This paper seems to be solely an application of COIN architecture in the setting of compositional combinations of observation and action spaces. It is not clear what novelty or technical contribution it has.

The primary contribution of the paper is the study of compositional generalization of multi-task multi-modal agents, specifically with respect to observation, action and instruction spaces. To the best of our knowledge, our work is the only such study to date. It is not merely an application of a modular architecture, but rather a systematic evaluation of how much a modular architecture improves compositional generalization for such agents. We provided detailed experiments and analysis with respect to the number of training combinations, data size, and hold-out set difficulty. This form of compositional generalization is an important property of generalist agents: many real-world tasks will involve training agents with a variety of sensors and actuators to accomplish a wide variety of objectives.

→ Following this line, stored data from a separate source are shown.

PR #1160, opened 2018-09-11
core/remote/watcher: Fix overwriting file moves

sebn:


sebn:
If I remember well, when we implemented overwriting moves, we handled those cases on the local side, but on the remote one it seemed to be working.

This was because we're still doing some v2 black magic in the LocalWatcher to handle missing/existing move source/destination:
https://github.com/cozy-labs/cozy-desktop/blob/master/core/local/index.js#L294-L311
(to be fixed in an upcoming PR)

And since we don't have any notion of identity (only paths) in scenario expectations, the issue could not be spotted (the resulting tree was fine, except we had possibly broken some references).

sebn:
- [ ] Fix `lint:flow`

sebn:
Travis is broken (this has nothing to do with the current PR). But AppVeyor is green and all tests pass locally on GNU/Linux & macOS.

Let's merge.

PR #85, opened 2026-08-08
Speed up runtime tests with safe parallelism

lox:
## Problem

The test suite is dominated by `internal/runtime`, where process-heavy runtime and fake-Docker tests all ran serially. A warm uncached run took about 16 seconds normally and 32 seconds under the race detector.

## Change

- run 32 independent runtime, container, cancellation, and process-helper tests in parallel
- keep tests that mutate process-wide environment variables serial
- scope fake-Docker root and scenario state to each subprocess instead of the parent test process, removing the shared state that prevented safe parallel execution

This changes only the test harness. Production behavior and coverage are unchanged.

## Results

Measured in the same 16-core Amp orb with test-result caching disabled:

| Suite | Before | After |
| --- | ---: | ---: |
| `go test ./...` | 16.33s | 8.05s |
| `go test -race ./...` | 31.95s | 18.46s |

That makes the normal suite 51% faster and the race suite 42% faster.

## Validation

- `go test -count=10 ./internal/runtime`
- `go test -race -shuffle=on -count=3 ./internal/runtime`
- `mise run check` after rebasing onto current `main` (39.60s, 0 lint issues)

### DIFF
--- a/internal/runtime/containers_test.go
+++ b/internal/runtime/containers_test.go
@@ -48,13 +48,13 @@ func newJobDocker(t *testing.T, scenario string) fakeJobDocker {
 		t.Fatal(err)
 	}
 	wrapper := filepath.Join(root, "docker")
-	// Avoid the race runtime's one-second exit sleep on every fake Docker call.
+	// Scope fake state to this subprocess rather than the parent test process so
+	// independent container tests can run in parallel. Avoid the race runtime's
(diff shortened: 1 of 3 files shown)


sj26:
Released in [v0.6.0](https://github.com/buildkite/buildkite-gha/releases/tag/v0.6.0)

PR #91, opened 2026-08-08
Reuse scoped job tokens for hosted public action sources

lox:
## Summary

Revises the hosted, zero-configuration authentication design for public GitHub Action sources to reuse Buildkite's existing job-bound scoped-token endpoint rather than add a dedicated public-source endpoint and GitHub App.

The ADR now distinguishes the observable GitHub Actions architecture: the runner normally delegates resolution to a job-bound Actions/Launch service and prefers resolver-supplied per-action download authentication, but explicitly falls back to the job's workflow-repository `GITHUB_TOKEN` when no download token is supplied. The current `buildkite-gha` design matches that fallback shape; it does not claim parity with GitHub's full server-side action resolver.

This PR remains design-only. It does not enable hosted authenticated resolution and contains no runtime or client implementation.

## Proposed contract

- Reuse `POST /v3/jobs/<current-job-id>/github_scoped_access_token`, authenticated with the current job's Agent token.
- The importer constructs a fixed request for the exact authoritative pipeline/event repository and exactly `contents: read`; workflow content controls neither field.
- Backend authorization must bind the job and pipeline repository, limit selected installation repositories to that exact repository, grant no write or other configurable permissions, expire within one hour, and use the customer's installation/rate bucket.
- `BUILDKITE_GHA_GITHUB_TOKEN` remains an explicit non-hosted local/corpus fallback only. Hosted `upload` ignores it, prefers the Agent endpoint, and falls back anonymously on bounded availability failures.

## Security properties

- Registers the token with the Agent redactor before any use.
- Keeps it in compiler memory only; it never enters plans, generated jobs, workflow contexts, action inputs, subprocess environments, arguments, URLs, caches, logs, metrics, or traces.
- Requires each distinct action repository's authenticated metadata to report `private: false` before refs, annotated tags, commits, or tarballs are requested.
- Sends authorization only to HTTPS `api.github.com` and strips authorization and cookies before expected redirects to `codeload.github.com`.
- Treats access to an exact private pipeline repository as expected endpoint scope, not public-action authority. Public-only behavior is enforced by compiler containment and the metadata gate.
- Never consults ambient `GH_TOKEN`/`GITHUB_TOKEN`, workflow-provided tokens, PATs, or repository credential helpers for hosted source resolution.

## External backend work

Backend owners must confirm or add importer caller support and contract tests proving:

- same-job Agent authorization and exact authoritative pipeline-repository binding;
- one selected installation repository rather than all installation repositories;
- requested `contents: read`, GitHub's automatic `metadata: read`, and no write or other configurable permission;
- lifetime no longer than one hour;
- customer installation and authenticated rate-limit bucket behavior; and
- sanitized failures with no Agent token, installation token, or upstream body in logs, traces, metrics, or errors.

Hosted live conformance must cover public metadata, lightweight and annotated refs/tags, commits, and tarballs outside installation selection; private and write negatives; redirect credential stripping; and end-to-end non-leakage.

## Validation

- `mise run format`
- `git diff --check origin/main...HEAD`
- Confirmed `origin/main...HEAD` contains only `docs/architecture/0004-public-action-source-authentication.md`.

## Non-goals

- Enabling hosted authenticated Action resolution in this PR.
- Adding runtime client or compiler wiring.
- Adding `github_public_source_token` or a dedicated zero-permission App now; the ADR records explicit reconsideration triggers.
- Claiming parity with GitHub's job-bound action resolver or per-action download tokens.
- Adding private Action source support. A future job-bound resolver with exact per-action credentials is the preferred direction for that scope.
- Adding PAT flags or consulting ambient `GH_TOKEN`/`GITHUB_TOKEN` in hosted builds.
- Refactoring the general Action resolver before backend coordination.

### DIFF
--- a/docs/architecture/0004-public-action-source-authentication.md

The remaining novel contributions of our work are as follows:

  • An environment that enables such study by: (a) allowing easy composition of arbitrary observation, action and instruction spaces, (b) supporting a large number of observation, action and instruction spaces, (c) providing an automated way to generate training data
  • An architecture that can handle learning in this setting through modular design, as well as incorporating new perception modalities without impacting performance on the tasks the agent was previously trained on.

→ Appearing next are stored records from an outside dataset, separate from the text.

PR #92, opened 2026-08-08
Authenticate public action-source resolution with BUILDKITE_GHA_GITHUB_TOKEN

lox:
## Summary

- add optional importer-only authentication for public remote action-source metadata, ref, commit, and tarball requests using `BUILDKITE_GHA_GITHUB_TOKEN`
- preserve anonymous resolution when the variable is missing or empty; `GH_TOKEN` and `GITHUB_TOKEN` are not fallbacks
- document safe importer-process configuration for corpus and production-policy testing

## Security boundary

- repository visibility is checked independently before authenticated resolution and materialization, including cache hits, so a broad token does not enable private action sources
- private and missing repositories retain the same not-found-or-not-public error semantics
- authorization is sent only to the trusted GitHub API origin and is stripped, along with cookies, before redirects to codeload or another permitted archive final host
- the credential is held only in source-client configuration and is never serialized into plans, generated pipeline YAML, workflow contexts, action inputs, action subprocess environments, caches/manifests, or logs
- operators must configure this credential only in the importer process environment, not at Buildkite pipeline or build scope, because buildkite-gha cannot undo Buildkite-level environment propagation to generated jobs

## Validation

- `mise run check`
- `git diff --check origin/main...HEAD`

## Non-goals

- enabling private action repositories
- providing workflow `GITHUB_TOKEN` or any workflow-visible credential
- invoking `gh auth token` or accepting token literals on the command line
- changing runtime action credentials or private checkout behavior


lox:
Closing at Lachlan’s direction. The replacement will retain only the necessary authenticated resolver hardening and wire it to the existing job-scoped token endpoint; BUILDKITE_GHA_GITHUB_TOKEN will not be introduced.

PR #93, opened 2026-08-09
Run node20 actions with Node 24

lox:
## Why

GitHub-hosted runners now execute actions declaring `runs.using: node20` with their bundled Node 24 runtime by default. buildkite-gha still selected its exact Node 20 runtime, creating a compatibility mismatch.

## What

Map `node20` declarations to buildkite-gha's existing digest-verified Node 24 runtime at the shared metadata classification boundary, including composite, remote lifecycle, and lazy job-container paths. Explicit `node24` declarations remain unchanged, and unresolved workspace actions no longer cause Node 20 to be mounted speculatively.

The temporary `ACTIONS_ALLOW_USE_UNSECURE_NODE_VERSION` escape hatch is intentionally unsupported: buildkite-gha has no server-controlled removal phase, so exposing it would make the insecure fallback indefinite rather than matching GitHub's bounded transition.


sj26:

PR #95, opened 2026-08-10
Validate action input defaults during compilation

wolfeidau:
## Why

Resolved actions can currently pass compilation even when an effective input default uses expression syntax that the runtime cannot evaluate. This defers a compatibility failure until `run-job`, after the pipeline has been uploaded, and surfaces a confusing step-level error.

## What

Validate effective action input defaults during compilation and reject unsupported runtime interpolation before plans or pipeline YAML are emitted. Explicitly supplied inputs continue to bypass unused defaults.

## How

- Add a non-evaluating runtime-template validator backed by the same reference classifier used by runtime evaluation.
- Inspect resolved local, remote, and nested composite action invocations while building action requirements.
- Fail upload before any Buildkite calls when an effective default is unsupported.
- Add expression, compiler, remote-action, override, and CLI regression coverage.

### DIFF
--- a/internal/cli/cli_test.go
+++ b/internal/cli/cli_test.go
@@ -410,6 +410,51 @@ jobs:
 	})
 }
 
+func TestUploadRejectsUnsupportedEffectiveActionInputDefaultBeforeBuildkiteCalls(t *testing.T) {
+	root := t.TempDir()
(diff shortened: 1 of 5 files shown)


lox (approved):

sj26:

PR #97, opened 2026-08-10
Isolate upload test from tag builds

lox:
A tag release build inherits `BUILDKITE_TAG`, which caused the upload webhook test to assert a tag ref instead of the branch ref configured by the test. Clear `BUILDKITE_TAG` in that test, matching the neighboring derived-event test, so repository checks are deterministic in both branch and tag builds.

This unblocks publishing a replacement `v0.7.1` release while leaving the failed `v0.7.0` tag immutable.


sj26:

PR #98, opened 2026-08-10
Add pinned open-source workflow compatibility corpus

lox:
## Why

The repository-owned smoke fixtures prove specific contracts, but they do not show where unchanged real-world workflows compile, pass admission, or fail closed. We need broader compatibility evidence without executing unreviewed third-party code or adding network access to the normal check gate.

## What

- add ten workflows identified by exact public repository commit, path, and raw-file SHA-256, with seven exact-SHA successful GitHub run references
- add an opt-in scanner that downloads only each workflow YAML, verifies its digest, constructs a minimal event, and reports each case as passing or blocked
- run the full `hosted-tokenless` profile scan in one Buildkite step, publish a per-case annotation, and soft-fail the step while compatibility gaps remain
- keep `mise run check` network-free; neither scanner mode clones repositories or executes action or repository code
- deliberately defer repository-local actions/reusable workflows and all Hosted execution until a selected case requires a separately reviewed extension

## Current result

- compile: **7 passing, 3 blocked**
- hosted-tokenless admission: **1 passing, 9 blocked**
- only `bat-changelog` currently reaches admission
- five workflows expose the same unsupported compound `setup-go`/`setup-node` token default
- `jq-valgrind` exposes an unaudited `upload-artifact@v7` adapter commit
- the remaining three fail closed at compile time for dynamic concurrency, reusable-workflow secrets, or a macOS matrix entry

The Buildkite canary exits non-zero whenever a case is blocked, so the job is visibly soft-failed rather than presenting known incompatibilities as successful expected classifications.


sj26:

PR #100, opened 2026-08-10
Improve OSS action compatibility

lox:
## Why

The OSS compatibility canary exposed two bounded action-adapter gaps that can be fixed without changing workflow meaning:

- `actions/upload-artifact@v7` resolves to `043fb46d1a93c77aae656e7c1c64a875d1fc6a0a`, while the native adapter admitted only its audited v4 commit
- `actions/checkout` rejected `fetch-depth: 0`, used by the pinned fzf workflow

## What

- admit the audited upload-artifact v7 commit alongside the existing v4 commit
- retain the existing bounded ZIP-only artifact contract and continue rejecting `archive: false` explicitly
- support checkout depth 0 by fetching all branch and tag refspecs plus a private ref pinned to the exact event SHA
- retain depth 1 as the default and continue rejecting arbitrary positive depths
- test both audited artifact pins, unknown-pin rejection, v7 ZIP/raw boundaries, checkout input classification, and exact full-history Git arguments
- document both boundaries

This removes both failures without pretending that a SHA-only fetch is GitHub-compatible full history and without silently treating v7 raw uploads as ZIP uploads.

## Corpus impact

With the separately-owned compound action-default expression fix simulated by explicit empty token inputs, the unchanged fzf workflow reaches `admitted` with its real `fetch-depth: 0` setting.

The `jq-valgrind` case advances beyond the v7 commit check but remains correctly blocked on independent choices: checkout submodules, artifact glob paths, and per-artifact retention.

## Validation

- `mise exec -- go test ./internal/action/integration ./internal/compiler ./internal/runtime -run 'Test(UploadArtifact|Checkout)' -count=1`
- `mise run check`
- real Git fetch against `junegunn/fzf@715d26f`: 11 remote branches, 177 tags, and exact event ref verified
- exact fzf profile probe: `admitted` after bypassing only the separately-owned compound token-default parser issue


sj26:

PR #101, opened 2026-08-10
Support toolchain images for generated jobs

lox:
## Why

The new opt-in Hosted toolchain images provide an image-baked `/opt/hostedtoolcache`, but generated `run-job` steps cannot currently select those images or expose their trusted tool inventory to setup actions. Falling back to a persistent writable tool cache would weaken the executable-cache boundary because setup actions trust entries and completion markers without verifying their contents.

## What

- let importers select one runtime image with `BUILDKITE_GHA_RUNTIME_IMAGE`
- require an immutable registry digest and emit it as the `image` for every generated workflow job
- point `RUNNER_TOOL_CACHE` at `/opt/hostedtoolcache` only through the compiler-emitted `--hosted-tool-cache` runtime mode
- validate the selected cache root while preserving the existing fresh job-private cache when no image is configured
- document the opt-in contract and the Jammy toolchain image example

## Validation

- `mise run check`


sj26:

PR #103, opened 2026-08-10
Provide a default scoped GitHub token

lox:
## Why

Imported workflows currently receive a GitHub token only when they declare an explicit `permissions:` block. That differs from GitHub Actions and leaves actions that rely on an effective `github.token` default without credentials.

## What

Apply a narrow `contents: read` product default when permissions are omitted, while preserving explicit empty permissions as tokenless and limiting reusable workflows to the caller's effective authority. Token provisioning remains lazy, event-repository scoped, and redacted before use.


sj26:

PR #104, opened 2026-08-10
Support Node 16 actions with a deprecation warning

lox:
## Summary

- accept `runs.using: node16` and execute it with digest-verified managed Node 16.20.2
- emit GitHub Actions’ historical aggregate Node 16 deprecation warning as both a masked log warning and a Buildkite annotation
- name only invoked Node 16 actions, deduplicate repeated/pre/main/post invocations, and retain the warning across action failures, oversized-output suppression, and a saturated untrusted annotation budget
- preserve current GitHub-compatible `node20`/`node24` execution on managed Node 24.18.0
- document the compatibility boundary and cover host/container runtime selection

## Validation

- `DOCKER_CONTEXT=default mise run --jobs 1 check`
- focused Node 16 runtime tests under `go test -race`
- Oracle review; applied its annotation-priority finding before the full check

### DIFF
--- a/README.md
+++ b/README.md
@@ -144,7 +144,9 @@ for limits and failure behavior.
 As a quick screen, the plugin path is a good fit for workflows built from:
 
 - Linux Bash and `sh` steps;
-- JavaScript, composite, local, and anonymous public actions;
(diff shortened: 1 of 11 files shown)


sj26:

PR #258, opened 2026-08-16
Fix trigger validation call

lox:
## Why

The merged path-filter change added a required argument to the trigger translator but left one validation call unchanged, so `main` does not compile.

## What

Mark each trigger as selected when validating it against the same live-context rules used by pipeline translation.


sj26:

PR #261, opened 2026-08-16
Add deterministic public corpus sampling

lox:
## Why

Running the full public workflow corpus is too slow for compatibility hill climbing. Developers need a stable subset that remains comparable across validator commits without mixing its reports with full-corpus results.

## What

Add deterministic `SAMPLE_SIZE` and `SAMPLE_SEED` selection based on repository, workflow path, and content hash. Give each selection an isolated manifest, corpus ID, report directory, and tally keyed by its sample identity.

Document the corpus benchmark, recommended sample tiers, caching and snapshot behavior, outputs, refresh semantics, and reproducibility limits in the development guide.


sj26:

The experiments are mainly on COIN architecture. No comparison with other approaches. It is hard to assess the effectiveness of this method.

With respect to the choice of baselines, the literature has no standard off-the-shelf approaches applicable to our setting beyond our comparisons to single-task models. The closest possible approaches are tokenized transformers such as those used in GATO (which is not open-sourced). With such model, however, "how to tokenize" would become a non-trivial question beyond the scope of our work, even if GATO was open-sourced.

Hence the most fair comparison is with respect to agents trained in a single-task setting or the expert data (in our case, the experts always complete the task). Note that for the same reasons, GATO also does not compare their model to alternative multi-task multi-modal architectures.


We hope our response clarified the novelty of our contribution and the choice of baselines. If there are any remaining concerns, we are happy to discuss them here.

评论

Based on the authors' response, my rating remains the same.

评论

Thank you for your response.

Do you have any more specific objections, e.g. specific baselines you think we should have run or reasons you believe the contribution as described is not novel?

审稿意见
6

The paper proposes to use end-to-end modular architectures to achieve compositional generalization to unseen combinations of observation and action spaces. It requires individual encoding and action modules for each observation and action space, with a single controller connecting them shared across different spaces. The paper constructs an synthetic environment with compositional structure and show through extensive experiments that the proposed method enables generalization to unseen combinations of observation and action spaces.

优点

  • Originality:

The paper proposes an effective design for compositional generalization of the agent's observation and action spaces. While modular architectures are well known in previous works, the presented work is novel in a sense that it is a successful demonstration that modular design can be effectively used for compositional generalization.

  • Quality & Clarity:

The paper is well-written. Experiment designs are clean and comprehensive in general. The presentation is well-organized and easy to follow.

  • Significance:

The presented work can be potentially beneficial for generalist agent design.

缺点

  • Significance:

It would be great if noisy real-world data or more complex visual data is included in the testing scenario. It is unclear for now whether this design is robust enough to deal with the not-that-clean data regime.

问题

i) Could the authors provide insights or discussions about why the proposed method performs worse in the instruction space of Sort by Property? Is there a class of tasks that the proposed method fail to handle?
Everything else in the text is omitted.